Satellite-based land surface temperature and soil moisture observations accurately predict soil respiration in temperate deciduous and coniferous forests

Soil respiration, defined as the total flux of carbon dioxide (CO2) from the soil to the atmosphere, is a key ecosystem process that affects the regional and global carbon (C) cycles and is highly sensitive to temperature and soil moisture. It is challenging to quantify soil respiration at the ecosystem level from commonly used in-situ soil chamber measurements because of large spatial variability. Methods that provide temporally and spatially continuous estimates of soil respiration at various scales are vital to understand the impact of climate change on soil C stock. In this study, we evaluate three commonly used empirical models and a Random Forest machine learning algorithm applied to satellite derived estimates of land surface temperature (LST) and soil moisture to estimate soil respiration in temperate deciduous and coniferous forests in Canada.

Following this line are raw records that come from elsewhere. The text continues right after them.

PR #403, opened 2019-11-20
Make document portal exit on unmount

matthiasclasen:
Make the document portal exit when the fuse filesystem
is unmounted externally. This should fix 'suddenly stops
working' issues after suspend.


alexlarsson:
Looks good to me. Did you try it?

matthiasclasen:
Yes, I tried it. I verified that Ctrl-C still exits with status 0, and fusermount -u ... makes the document portal exit with status 21.

PR #419, opened 2019-12-11
open-uri: Revamp the policy

matthiasclasen:
Collect all the code that handles the 'shall we open a dialog'
policy in one place. And tweak the rules we apply slightly, with
the goal of being less annoying by default, while still supporting
paranoid use cases.

By default, we skip the app chooser and directly launch the
default handler for http and inode/directory requests. We also
skip the app chooser if there is only one choice.

Lastly, we skip the app chooser if the last choice he been
selected often enough by the user (the threshold we use here
is 3).

The application can override these defaults by passing the
'ask' open with the OpenURI request. If that option is present,
we always show the app chooser.

The user can override everything by setting the threshold value
in the permission store to the special value 2147483647 (INT_MAX).
If the threshold has this value, we always show the app chooser.

### DIFF
--- a/src/open-uri.c
+++ b/src/open-uri.c
@@ -113,11 +113,13 @@ get_latest_choice_info (const char *app_id,
                         const char *content_type,
                         gchar **latest_id,
                         gint *latest_count,
-                        gint *latest_threshold)
+                        gint *latest_threshold,
+                        gboolean *always_ask)
 {
   char *choice_id = NULL;
-  gint choice_count = 0;
-  gint choice_threshold = DEFAULT_THRESHOLD;
+  int choice_count = 0;
+  int choice_threshold = DEFAULT_THRESHOLD;
+  gboolean ask = FALSE;
   g_autoptr(GError) error = NULL;
   g_autoptr(GVariant) out_perms = NULL;
   g_autoptr(GVariant) out_data = NULL;
@@ -136,6 +138,11 @@ get_latest_choice_info (const char *app_id,
         g_warning ("Unable to retrieve info for '%s' in the %s table of the permission store: %s",
                    content_type, PERMISSION_TABLE, error->message);
       g_clear_error (&error);
+    }
+
+  if (out_data != NULL)
+    {
+      g_variant_lookup (out_data, "always-ask", "b", &ask);
     }
 
   if (out_perms != NULL)
@@ -163,6 +170,7 @@ get_latest_choice_info (const char *app_id,
   *latest_id = choice_id;
   *latest_count = choice_count;
   *latest_threshold = choice_threshold;
+  *always_ask = ask;
 
   return (choice_id != NULL);
 }
@@ -253,8 +261,10 @@ update_permissions_store (const char *app_id,
   gint latest_count;
   gint latest_threshold;
   g_auto(GStrv) in_permissions = NULL;
+  gboolean ask;
 
-  if (get_latest_choice_info (app_id, content_type, &latest_id, &latest_count, &latest_threshold) &&
+  if (get_latest_choice_info (app_id, content_type,
+                              &latest_id, &latest_count, &latest_threshold, &ask) &&
       (g_strcmp0 (chosen_id, latest_id) == 0))
     {
       /* same app chosen once again: update the counter */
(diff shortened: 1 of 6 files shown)


matthiasclasen:
Note: when this is merged, https://github.com/flatpak/xdg-desktop-portal/wiki/The-Permission-Store needs some updates to reflect the new policy

TingPing:
From a user experience this all sounds acceptable.

I do worry that we are not considering the security aspect of this though. Just because you only have one handler doesn't mean its safe to pass arbitrary URIs to it.

TingPing:
I would also like the dialog to have a distinction between "always open with this application" and "only this time" option when selecting an application also.

matthiasclasen:
> I do worry that we are not considering the security aspect of this though. Just because you only have one handler doesn't mean its safe to pass arbitrary URIs to it.

But most likely the user has no idea about lurking vulnerabilities, so presenting him with the dialog does not really help that much, since he does not have the information to make that choice (and besides, the dialog will not offer a choice besides: cancel). And the app that is calling OpenURI doesn't know which handler is installed.

One thing we should do in any case is some basic sanity checks on the uri.

> I would also like the dialog to have a distinction between "always open with this application" and "only this time" option when selecting an application.

Will need some agreement from the design side.

>  Or maybe even allow the user to say always ask for this URI type in the future.

Thats what the 'paranoid' policy is about: set threshold to INT_MAX and we will always ask. Just need to convince the designers to export 'paranoid' switches in the control center, or put it in tweaks.

TingPing:
> Thats what the 'paranoid' policy is about: set threshold to INT_MAX and we will always ask. Just need to convince the designers to export 'paranoid' switches in the control center, or put it in tweaks.

Yes it would just be nice to be a visible option and make it possible to be per-uri type.

A workflow I personally use on Android is I leave it always asking for HTTP[S] and depending on the URL I send it to a private browser or to the normal one, I think it would be nice to allow that .

> presenting him with the dialog does not really help that much, since he does not have the information to make that choice 

You are right, I suppose opting into that paranoia is acceptable.

matthiasclasen:
I've added a better paranoid option now

I optionally read per-entry data to determine if we should unconditionally present the app
chooser. This allows the user to say 'always ask for http', regardless of what handler is
being used. The format of the data is an a{sv}, and we look for the 'always-ask' key, 
expecting a boolean.

src/open-uri.c
```diff
@@ -171,18 +163,33 @@ get_latest_choice_info (const char *app_id,
...
   return (choice_id != NULL);
 }
 
 static gboolean
 is_sandboxed (GDesktopAppInfo *info)
 {
-  g_autofree char *exec;
+  g_autofree char *flatpak = NULL;
+
+  flatpak = g_desktop_app_info_get_string (G_DESKTOP_APP_INFO (info), "X-Flatpak");
```
alexlarsson: X-Flatpak was added in 1.0, so I guess this ok at this point.

src/open-uri.c
```diff
@@ -171,18 +163,33 @@ get_latest_choice_info (const char *app_id,
...
+  desktop_id = g_app_info_get_id (info);
 
-  exec = g_desktop_app_info_get_string (info, G_KEY_FILE_DESKTOP_KEY_EXEC);
-  return strstr (exec, "flatpak run ") != NULL;
+  if (flatpak)
+    return g_steal_pointer (&flatpak);
+  else
+    return g_strndup (desktop_id, strlen (desktop_id) - strlen (".desktop"));
```
alexlarsson: This is not necessarily right. Apps are allowed to use "sub-ids" of the app id. And apps like libreoffice does this for its multiple apps.

alexlarsson: Oh, i see this is the fallback. Sorry.

alexlarsson: I wonder though if we should support such split desktop files to (optionally) specify their main id, so that the same permissions would be used for the flatpak and the host version of the app.

alexlarsson:
This looks good to me.

src/open-uri.c
nedrichards: It would have to be optional to support the 'private browser' use case that @TingPing mentioned above.

matthiasclasen:
For the 'private browser for certain urls' use case to be viable, the mime system has to learn to handle 'certain urls' first, imo. Then we can have handlers associated with such beasts, and store them in the permission store, etc.

src/open-uri.c
matthiasclasen: hmm, so to support application sub-ids here, I think I need to change course, and not normalize things to the flatpak ID. There can be multiple sub-ids, and they can be launched individually, so we want to let the app chooser present them and pass a sub-id back to the frontend to launch. And I guess that also implies we need to allow sub-ids in the permission store, so we can count how often the user has chosen the same sub-id.

PR #1083, opened 2023-08-24
Only warn about UseIn if we actually pay attention to it

smcv:
There's nothing inherently wrong with UseIn, and it's valid for portal implementations to provide it for backwards compatibility with xdg-desktop-portal < 1.17 or desktop environments that don't yet provide a DESKTOP-portals.conf. Instead of warning whenever a portal has it, warn when we use it to choose a portal (which must mean that we didn't find a better configuration mechanism).


ebassi (approved):
LGTM

PR #1086, opened 2023-08-25
docs: Clarify InputCapture.Enable options

bilelmoussaoui:
Currently the documentation mentions the need of passing a handle token but it is not used as the method itself doesn't return an object path.

The Disable/Release methods don't take such option, so I assumed it is a copy/paste failure

cc @whot


whot (approved):
good catch, thanks. I think that's a double copy/paste, in an earlier version of the portal all methods used requests but I'm not sure Enable ever did anyway. Thanks!

GeorgesStavracas (approved):

PR #1087, opened 2023-08-25
Handle app_id's not havinge a matching .desktop file

swick:
Applications which are not flatpaks don't enforce that the app id has a
matching desktop file and in this case info is NULL and we crash. Fall
back to the app ap when we can't get the name from the desktop file.

Same issue in screenshot, wallpaper and location.

Also changing the code to be more similar.


TingPing:
Typo in all the commit messages: "havinge" -> "having".

Otherwise I think it seems reasonable.

swick:
Thanks, fixed.

GeorgesStavracas (approved):

PR #1088, opened 2023-08-28
docs: Clarify PrepareInstall response

bilelmoussaoui:
It was missing the icon field + mentioning it would always return a value even if the used doesn't set the editable icon / editable name options

### DIFF
--- a/data/org.freedesktop.portal.DynamicLauncher.xml
+++ b/data/org.freedesktop.portal.DynamicLauncher.xml
@@ -153,7 +153,13 @@
           <varlistentry>
             <term>name s</term>
             <listitem><para>
-              The name chosen by the user for the launcher.
+              The name chosen by the user for the launcher or the predefined one.
+            </para></listitem>
+          </varlistentry>
+          <varlistentry>
+            <term>icon v</term>
+            <listitem><para>
+              The icon chosen by the user for the launcher or the predefined one.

The models were calibrated using in-situ soil temperature and moisture and validated against in-situ measurements of soil CO2 fluxes (gCm−2day−1) from automatic soil chambers. We separately evaluate the performance of nighttime and daytime satellite-based LST and soil moisture observations in modeling soil respiration. The soil respiration models were also evaluated at daily and monthly time scales against in-situ measurements. Results indicate that models based on satellite LST, and soil moisture can explain more than 70% of the variability in observed soil respiration. Nighttime LST at a monthly time scale resulted in consistently higher accuracy than daytime LST in estimating soil respiration. Satellite observations resulted in comparable accuracy in estimating soil respiration as in-situ measurements. Satellite LST and soil moisture observations are indispensable data sources to estimate soil respiration at ecosystem level and its upscaling to regional and global scales.